- Opening Delimiter -

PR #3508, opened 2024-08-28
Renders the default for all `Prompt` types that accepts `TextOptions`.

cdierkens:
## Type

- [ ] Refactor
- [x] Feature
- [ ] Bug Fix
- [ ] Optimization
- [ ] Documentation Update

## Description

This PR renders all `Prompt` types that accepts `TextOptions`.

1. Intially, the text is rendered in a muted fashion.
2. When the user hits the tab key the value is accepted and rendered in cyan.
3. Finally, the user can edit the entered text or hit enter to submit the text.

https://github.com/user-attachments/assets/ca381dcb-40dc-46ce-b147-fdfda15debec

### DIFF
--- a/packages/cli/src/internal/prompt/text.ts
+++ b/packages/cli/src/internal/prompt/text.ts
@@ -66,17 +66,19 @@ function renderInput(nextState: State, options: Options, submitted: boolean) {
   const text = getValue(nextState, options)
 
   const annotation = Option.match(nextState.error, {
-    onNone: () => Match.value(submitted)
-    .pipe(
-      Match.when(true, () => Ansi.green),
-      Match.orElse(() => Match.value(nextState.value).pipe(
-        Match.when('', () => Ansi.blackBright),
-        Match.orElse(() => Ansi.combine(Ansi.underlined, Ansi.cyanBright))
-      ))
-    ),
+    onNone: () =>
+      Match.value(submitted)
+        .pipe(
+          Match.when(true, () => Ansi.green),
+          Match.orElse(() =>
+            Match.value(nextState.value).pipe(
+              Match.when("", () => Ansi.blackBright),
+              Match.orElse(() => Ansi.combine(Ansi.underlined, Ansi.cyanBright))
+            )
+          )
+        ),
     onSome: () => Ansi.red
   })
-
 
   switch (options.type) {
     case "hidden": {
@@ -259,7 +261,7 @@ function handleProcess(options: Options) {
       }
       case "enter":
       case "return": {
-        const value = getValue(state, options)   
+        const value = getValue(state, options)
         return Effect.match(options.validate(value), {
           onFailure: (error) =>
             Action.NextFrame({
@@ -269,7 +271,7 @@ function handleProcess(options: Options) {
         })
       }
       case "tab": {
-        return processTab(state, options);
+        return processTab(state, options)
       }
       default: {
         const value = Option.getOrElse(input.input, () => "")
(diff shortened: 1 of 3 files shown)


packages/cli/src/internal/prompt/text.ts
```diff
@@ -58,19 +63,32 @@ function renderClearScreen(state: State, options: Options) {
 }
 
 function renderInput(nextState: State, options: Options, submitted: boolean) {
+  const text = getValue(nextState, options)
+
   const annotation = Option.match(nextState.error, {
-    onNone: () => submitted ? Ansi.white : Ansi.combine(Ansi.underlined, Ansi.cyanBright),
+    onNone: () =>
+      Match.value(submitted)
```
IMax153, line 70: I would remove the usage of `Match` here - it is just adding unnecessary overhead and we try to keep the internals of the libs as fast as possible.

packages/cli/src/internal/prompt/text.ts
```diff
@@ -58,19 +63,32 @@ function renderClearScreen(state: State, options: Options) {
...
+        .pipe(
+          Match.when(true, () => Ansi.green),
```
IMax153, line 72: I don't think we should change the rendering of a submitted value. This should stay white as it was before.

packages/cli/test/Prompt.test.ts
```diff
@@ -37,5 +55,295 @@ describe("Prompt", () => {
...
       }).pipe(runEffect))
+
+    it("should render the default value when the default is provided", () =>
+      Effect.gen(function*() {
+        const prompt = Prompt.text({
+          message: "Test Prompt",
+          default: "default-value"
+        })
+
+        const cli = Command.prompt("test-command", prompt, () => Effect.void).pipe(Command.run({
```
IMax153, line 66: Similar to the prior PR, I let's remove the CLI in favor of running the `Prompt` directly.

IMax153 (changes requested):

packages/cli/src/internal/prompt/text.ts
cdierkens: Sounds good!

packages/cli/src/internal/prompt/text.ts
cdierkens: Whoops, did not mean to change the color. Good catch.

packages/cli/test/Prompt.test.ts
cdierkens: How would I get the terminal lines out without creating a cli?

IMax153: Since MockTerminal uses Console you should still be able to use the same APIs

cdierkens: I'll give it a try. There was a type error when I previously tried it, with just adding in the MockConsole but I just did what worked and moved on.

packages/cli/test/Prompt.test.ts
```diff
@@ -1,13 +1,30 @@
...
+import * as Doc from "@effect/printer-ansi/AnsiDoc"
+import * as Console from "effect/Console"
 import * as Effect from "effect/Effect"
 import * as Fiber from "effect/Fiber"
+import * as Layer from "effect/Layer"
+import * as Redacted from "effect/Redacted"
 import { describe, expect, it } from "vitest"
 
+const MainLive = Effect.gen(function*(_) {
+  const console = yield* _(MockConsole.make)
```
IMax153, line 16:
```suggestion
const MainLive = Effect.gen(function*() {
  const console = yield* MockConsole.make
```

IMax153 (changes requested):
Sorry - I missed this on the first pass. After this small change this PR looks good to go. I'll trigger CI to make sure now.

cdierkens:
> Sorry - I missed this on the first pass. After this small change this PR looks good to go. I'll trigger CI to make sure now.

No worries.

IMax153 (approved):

- Closing Delimiter -

• [Work required]: All entries given above are to be printed again exactly.

• [Worked solution]:
PR #3508, opened 2024-08-28
Renders the default for all `Prompt` types that accepts `TextOptions`.

cdierkens:
## Type

- [ ] Refactor
- [x] Feature
- [ ] Bug Fix
- [ ] Optimization
- [ ] Documentation Update

## Description

This PR renders all `Prompt` types that accepts `TextOptions`.

1. Intially, the text is rendered in a muted fashion.
2. When the user hits the tab key the value is accepted and rendered in cyan.
3. Finally, the user can edit the entered text or hit enter to submit the text.

https://github.com/user-attachments/assets/ca381dcb-40dc-46ce-b147-fdfda15debec

### DIFF
--- a/packages/cli/src/internal/prompt/text.ts
+++ b/packages/cli/src/internal/prompt/text.ts
@@ -66,17 +66,19 @@ function renderInput(nextState: State, options: Options, submitted: boolean) {
   const text = getValue(nextState, options)
 
   const annotation = Option.match(nextState.error, {
-    onNone: () => Match.value(submitted)
-    .pipe(
-      Match.when(true, () => Ansi.green),
-      Match.orElse(() => Match.value(nextState.value).pipe(
-        Match.when('', () => Ansi.blackBright),
-        Match.orElse(() => Ansi.combine(Ansi.underlined, Ansi.cyanBright))
-      ))
-    ),
+    onNone: () =>
+      Match.value(submitted)
+        .pipe(
+          Match.when(true, () => Ansi.green),
+          Match.orElse(() =>
+            Match.value(nextState.value).pipe(
+              Match.when("", () => Ansi.blackBright),
+              Match.orElse(() => Ansi.combine(Ansi.underlined, Ansi.cyanBright))
+            )
+          )
+        ),
     onSome: () => Ansi.red
   })
-
 
   switch (options.type) {
     case "hidden": {
@@ -259,7 +261,7 @@ function handleProcess(options: Options) {
       }
       case "enter":
       case "return": {
-        const value = getValue(state, options)   
+        const value = getValue(state, options)
         return Effect.match(options.validate(value), {
           onFailure: (error) =>
             Action.NextFrame({
@@ -269,7 +271,7 @@ function handleProcess(options: Options) {
         })
       }
       case "tab": {
-        return processTab(state, options);
+        return processTab(state, options)
       }
       default: {
         const value = Option.getOrElse(input.input, () => "")
(diff shortened: 1 of 3 files shown)


packages/cli/src/internal/prompt/text.ts
```diff
@@ -58,19 +63,32 @@ function renderClearScreen(state: State, options: Options) {
 }
 
 function renderInput(nextState: State, options: Options, submitted: boolean) {
+  const text = getValue(nextState, options)
+
   const annotation = Option.match(nextState.error, {
-    onNone: () => submitted ? Ansi.white : Ansi.combine(Ansi.underlined, Ansi.cyanBright),
+    onNone: () =>
+      Match.value(submitted)
```
IMax153, line 70: I would remove the usage of `Match` here - it is just adding unnecessary overhead and we try to keep the internals of the libs as fast as possible.

packages/cli/src/internal/prompt/text.ts
```diff
@@ -58,19 +63,32 @@ function renderClearScreen(state: State, options: Options) {
...
+        .pipe(
+          Match.when(true, () => Ansi.green),
```
IMax153, line 72: I don't think we should change the rendering of a submitted value. This should stay white as it was before.

packages/cli/test/Prompt.test.ts
```diff
@@ -37,5 +55,295 @@ describe("Prompt", () => {
...
       }).pipe(runEffect))
+
+    it("should render the default value when the default is provided", () =>
+      Effect.gen(function*() {
+        const prompt = Prompt.text({
+          message: "Test Prompt",
+          default: "default-value"
+        })
+
+        const cli = Command.prompt("test-command", prompt, () => Effect.void).pipe(Command.run({
```
IMax153, line 66: Similar to the prior PR, I let's remove the CLI in favor of running the `Prompt` directly.

IMax153 (changes requested):

packages/cli/src/internal/prompt/text.ts
cdierkens: Sounds good!

packages/cli/src/internal/prompt/text.ts
cdierkens: Whoops, did not mean to change the color. Good catch.

packages/cli/test/Prompt.test.ts
cdierkens: How would I get the terminal lines out without creating a cli?

IMax153: Since MockTerminal uses Console you should still be able to use the same APIs

cdierkens: I'll give it a try. There was a type error when I previously tried it, with just adding in the MockConsole but I just did what worked and moved on.

packages/cli/test/Prompt.test.ts
```diff
@@ -1,13 +1,30 @@
...
+import * as Doc from "@effect/printer-ansi/AnsiDoc"
+import * as Console from "effect/Console"
 import * as Effect from "effect/Effect"
 import * as Fiber from "effect/Fiber"
+import * as Layer from "effect/Layer"
+import * as Redacted from "effect/Redacted"
 import { describe, expect, it } from "vitest"
 
+const MainLive = Effect.gen(function*(_) {
+  const console = yield* _(MockConsole.make)
```
IMax153, line 16:
```suggestion
const MainLive = Effect.gen(function*() {
  const console = yield* MockConsole.make
```

IMax153 (changes requested):
Sorry - I missed this on the first pass. After this small change this PR looks good to go. I'll trigger CI to make sure now.

cdierkens:
> Sorry - I missed this on the first pass. After this small change this PR looks good to go. I'll trigger CI to make sure now.

No worries.

IMax153 (approved):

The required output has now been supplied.